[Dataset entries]
PR #492, opened 2022-12-14
Dialog component

chasulin:
[Storybook examples](https://act-now-packages--pr492-casulin-dialog-qs6v50sr.web.app/storybook/index.html?path=/story/components-dialog--with-title)


packages/ui-components/src/common/hooks/useDialog.ts
```diff
@@ -0,0 +1,18 @@
+import { useState } from "react";
+
+/**
+ * React hook used to generate three props for the Dialog component.
```
mikelehen: It's not very clear what this is for, when / why / how I would use it, etc.  How about:

> React hook used to manage the the opening / closing of the Dialog component.  
> 
> See {@link Dialog} for example usage.

And then add an example there (see my other comment).

packages/ui-components/src/components/Dialog/Dialog.style.ts
```diff
@@ -0,0 +1,3 @@
+import { styled } from "../../styles";
+
+export const Container = styled("div")``;
```
mikelehen: I think plop auto-generated this but it's unused?

packages/ui-components/src/components/Dialog/Dialog.tsx
```diff
@@ -0,0 +1,54 @@
...
+   * Content of the dialog title.
+   */
+  title?: React.ReactNode;
+  /**
+   * Main content of the dialog.
+   */
+  children: React.ReactNode;
+}
+
+export const Dialog = ({ open, onClose, title, children }: DialogProps) => {
```
mikelehen, line 37: Should we have a doc comment?  Maybe reference `useDialog()` add an `@example` (and perhaps copy/paste in one of the Storybook examples)?

packages/ui-components/src/common/hooks/useDialog.ts
```diff
@@ -0,0 +1,18 @@
...
+ *
+ * @param initialIsOpen An initial open state. If undefined, `open` defaults to an initial value of false.
+ */
+
+export function useDialog(
```
mikelehen: I'd be tempted to rename to `useDialogState()` but don't feel strongly.

mikelehen (approved):
Minor suggestions, but looks good!

packages/ui-components/src/components/Dialog/Dialog.style.ts
chasulin: ah yes whoops, good catch

packages/ui-components/src/common/hooks/useDialog.ts
chasulin: ah yes, that wordage is clearer. thanks!

packages/ui-components/src/components/Dialog/Dialog.tsx
chasulin: good call, i added a doc comment. i added an `@example` in the hook file, but idk about copying/pasting a storybook example into the component file. in [the first doc cleanup pr](https://github.com/covid-projections/act-now-packages/pull/491), i noted the following in the description:
> In most cases, don't put example code (ie. an coded out example of how to implement the component) in the component file's documentation. Examples should live in the storybook file.

let me know if you have objections though, its all flexible

mikelehen: Ah, cool!  Let's stick with that convention for now then!  We can discuss the best way to use docs / storybook to help devs succeed in using our components later.  Maybe there's a way to link directly to storybook examples or something.

chasulin: sounds good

→ Task description:
Once the line with "chasulin: ah yes, that" is found, write out that line and every one after it through the last line of the records, exactly and with nothing else.

→ Exercise result:
chasulin: ah yes, that wordage is clearer. thanks!

packages/ui-components/src/components/Dialog/Dialog.tsx
chasulin: good call, i added a doc comment. i added an `@example` in the hook file, but idk about copying/pasting a storybook example into the component file. in [the first doc cleanup pr](https://github.com/covid-projections/act-now-packages/pull/491), i noted the following in the description:
> In most cases, don't put example code (ie. an coded out example of how to implement the component) in the component file's documentation. Examples should live in the storybook file.

let me know if you have objections though, its all flexible

mikelehen: Ah, cool!  Let's stick with that convention for now then!  We can discuss the best way to use docs / storybook to help devs succeed in using our components later.  Maybe there's a way to link directly to storybook examples or something.

chasulin: sounds good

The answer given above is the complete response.